In short, data is rapidly transforming into an actionable asset. Data scientists and data analysts alike benefit from cloud technologies that provide virtually unlimited amounts of compute resources. When organisations manage their data effectively, they will then be able to harness the full power of their data to create and implement new innovative technologies that will strengthen their businesses.
What are the key skill sets needed for today’s data scientist (technical and soft skills)?
Soon: On top of having the technical skills to derive findings and insights, the most critical skill set needed is the ability to engage with the business function, as the fundamental role of a data scientist is to be able to sell a particular outcome to a particular business stakeholder.

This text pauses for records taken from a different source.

Issue #2823, opened 2021-03-01
Role="main" and <main> interaction with aria-hidden="true" creates false positive


MatthewSbar:
Expectation: The test "Ensures the document has at most one main landmark" should respect `aria-hidden` when detecting `<main>` elements

Actual: Both `<main>` and `<div role="main">` are counted as main landmarks despite `<main>` being a child of an element with `aria-hidden="true"`

Motivation: This creates a double standard for testing, particularly with modals. If a page normally has a `<main>` element, and opening a modal adds `aria-hidden` to that element's parent, the page is (correctly) seen as having no `main` landmark, however, if a `role="main"` is added within the modal, the `aria-hidden` `<main>` element is counted towards the maximum of one. In other words, the test to see if there is any `main` landmark respects `aria-hidden`, but the test to see if thee is no more than one does not.

Here's an example page that demonstrates the issue:

```
<html lang="en">
  <body>
    <title>Fake page</title>
    <div aria-hidden="true">
      <h1>Hidden page heading</h1>
      <main>hidden main</main>
    </div>
    <div role="dialog" aria-label="fake dialog">
      <h1>Fake dialog heading</h1>
      <div role="main">Fake dialog main</div> <!-- This line is causing a failure -->
    </div>
  </body>
</html>
```
 
In the above example, removing `role-"main"` will mean the page has 0 `main` landmarks, including it as is means the page will have >1 `main` landmarks.
 
<pre><code>
axe-core version: 4.1.2
axe-webdriver, extension or other integration version: 4.7.2

Browser and Assistive Technology versions
</code></pre>

straker:
Good catch.

Dragoneric:
Good finding :-) 
Example: Cookie-Disclaimer on Websites are often used in the shown HTML-syntax

WilcoFiers:
Agreed, this needs to be changed. Thanks for reporting. In addition, when fixing this I think we need to make sure we continue to pass the following:

```html
<html lang="en">
  <body>
    <title>Fake page</title>
    <div aria-hidden="true">
      <h1>Hidden page heading</h1>
      <main>hidden main</main>
    </div>
    <div role="dialog" aria-label="fake dialog">
      <h1>Fake dialog heading</h1>
      <div>Fake dialog main</div> <!-- This line is causing a failure -->
    </div>
  </body>
</html>
```

Dragoneric:
[...]

PR #3051, opened 2021-06-28
fix(page-no-duplicate): don't count elements hidden from screenreaders as potential duplicates

clottman:
Closes issue: #2823


lib/checks/generic/page-no-duplicate-evaluate.js
```diff
@@ -18,7 +18,7 @@ function pageNoDuplicateEvaluate(node, options, virtualNode) {
   cache.set(key, true);
 
   let elms = querySelectorAllFilter(axe._tree[0], options.selector, elm =>
-    isVisible(elm.actualNode)
+    isVisible(elm.actualNode, true)
```
WilcoFiers, line 21: I think this is now going to fail the scenario where there is a `main` with aria-hidden="true". I don't think that should fail.

WilcoFiers (changes requested):

WilcoFiers (approved):

PR #3054, opened 2021-06-29
fix: Remove unnecessary files from npm package

stephenmathieson:
We just had to manually publish `@next`, as [a `develop` build failed](https://app.circleci.com/pipelines/github/dequelabs/axe-core/2462/workflows/19d5c98e-c7e4-4a85-87f1-3503179ac326/jobs/33275). When doing this, I noticed how many things are included in the tarball we send to npm. This patch drastically reduces the size of the tarball and the number of files it contains.

Previously:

Some soft skills that are critical in ensuring the success of a data scientist include:
- Communication
Communication is a key skill for data scientists who must be able to relay complex numbers and theories in a manner that’s easy to understand. Data scientists must also ensure that they can articulate their findings to business decision makers clearly and constructively.
- Adaptabilityz
Tech trends and innovations are constantly shifting. Data scientists must be comfortable with change so that they can adapt and respond to business needs accordingly.
- Critical thinking
Critical thinking enables data scientists to analyse data objectively. Data scientists are better equipped to understand and interpret data to solve problems and implement new solutions.
In addition to the soft skills, the technical skills laid out below are essential in strengthening the success of a data scientist:
- Knowledge of analytical tools
With a secure foundational knowledge of analytical tools, data scientists will be able to extract useful insights out of clean and organised data sets.
- Business needs analysis
Successful data scientists can effectively identify and analyse real-world business problems, proposing relevant solutions for the company.
- Data visualization
A familiarity with data visualisation software enables data scientists to create graphs or charts that are used to share their findings and help others better understand the data.
How can the data science talent gap in Asia be plugged? Can a public-private partnership enable a strong pool of such talent to bridge the current gaps?
Soon: The data science talent gap in Asia appears to be widening. Although 100 percent of Singapore companies surveyed in the WEF Future of Skills Report indicated that they were looking to accelerate the digitalisation of work processes, only 77 percent of the active population have the necessary digital skills.
In Singapore, there are public-private partnerships that address talent gap challenges. For example, the IMDA TechSkills Accelerator (TeSA) offers various programs that support professionals to upgrade their existing skills and acquire new ones. In doing so, they encourage professionals to stay competitive amid the challenges of a fast-moving digital landscape.
A key initiative in Malaysia is the MyDigital Alliance Leadership Council, which was designed to drive digital skill adoption in Malaysia. Leaders in academia, civil society, and the public and private sectors are collaborating to bolster the country’s competitive digital workforce, enhancing employability through transformative policies for education and skilling. That being said, the Malaysia Digital Economy Blueprint requires more private sector engagement to achieve its goal over the next five to ten years.
The demand for skilled scientists in tech will only increase as the region increasingly digitalizes. APAC organizations need to understand the importance of not only solving their skill shortages but also keeping their current skilled scientists satisfied. In addition, governments in South-east Asia have started to be more open in terms of the data that they share. As a result, private companies can leverage data such as the census and socio-economic data to enhance their businesses as well as develop capabilities to monetise it.